Album Review: T.I. – Fuck a Mixtape

[Mixtape; 2010]

Fuck a mixtape. Fuck a mixtape? Well, if you feel that way, T.I., howabout fuck a review? Although he’s – fairly – Lil Wayne’s only real competitor for King of the South, T.I. can’t do what Weezy can. Lil Wayne is crazy – the man stores verses away in his head moment by moment so he can sporadically spit them whenever and over whatever possible (the mother fucker is spitting freestyles out of jail, also appearing on this very mixtape). T.I. just doesn’t work like that – he’s focused on the business, man, forget all the prefixes, suffixes, and affixes, T.I. is very comfortable having ceilings on his mansion. So he’s out now that Wayne’s in, has shit on his chest on a reputation to retain, so he’s giving us this mixtape…but you know, fuck it.

That attitude informs this entire tape. You ask T.I., he should be doing bigger things, but hey, why not. Throughout the tape, people (including Jamie Foxx, who is still acting like he’s the new black) call in to ask T.I. why he’s wasting time with a mixtape, and ask where the album is. The mixtape has been going back and forth. Weezy’s obsession with them along with the boost So Far Gone and Beam Me Up Scotty gave their respective Young Money newbie creators have proved them still viable career support, but many of the biggest MCs have largely left them behind. Well, according to the man himself, he has over 150 tracks lying around hoping to make that effort, so these songs may full well simply be the cuts which weren’t quite good enough.

Mixtapes are often an artist’s attempt to reach their potential “real” fan base; you’ll notice the lack of choruses and so on. T.I., however, openly sneers at this, threatening those who compare his mixtape to his album. You can’t really disagree with him – the Jim Jonsin produced “Get Yo Girl” is just about as chart-ready as any T.I. single, aside from its brutal nature (essentially, just dissing some other guy’s girl). The surprisingly decent Timbaland-produced “Here We Go Again”, No I.D.’s “Ready Set Go” (which spots Killer Mike, no less), and the Young Jeezy featuring “No Competition” are among the production highlights.

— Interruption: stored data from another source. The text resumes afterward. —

PR #329, opened 2021-11-23
Added Minimum Translational Velocity Limit

AlperenKosem:
Most planners have no minimum translational velocity limit and, People who want to add min limit solve this problem in low level controller.  "min_vel_x" parameter is added to rqt_reconfiguration and configuration file.


AlperenKosem:
for instance : 

-  #10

Generally, the mixtape is about what you’d expect from any given one. There’s the annoyingly typical, “Gangsta Grillz!” shouting everywhere, and more than ever I wish DJ Drama would quiet it down. Mixtape shoutouts are like advertisements on free porn: they’re not making anyone any money, and just irritate the people peeping the talent. The beats are passable, but only a few struck as doing anything more than the bare necessities. They provide rough platforms for the freed MC to simply get his damn words to the people and that itself is T.I.’s passion here, alongside his simultaneous scoffing at the outlet. T.I. himself ranges across the board throughout the mixtape, dropping lines like, “I’m gonna reign forever, better get an umbrella,” to lazily spitting duds such as, “Sour niggas give me lemons, I make lemonade.” This is really nothing new though, T.I. is one talented MC, but he’s nothing if not spotty line to line, moments of brilliance follow moments that tire. He says the mixtape is him tossing out songs to those who have made him feel missed, and that he doesn’t really care about releasing the material, that he’ll drop it when he feels truly missed. It’s a double-edged sword, and while it’s nice to simply hear the rapper back to doin’ it, nothing on here surpasses the singles already released (two of which in fact appear here) from the hopeful classic King Uncaged.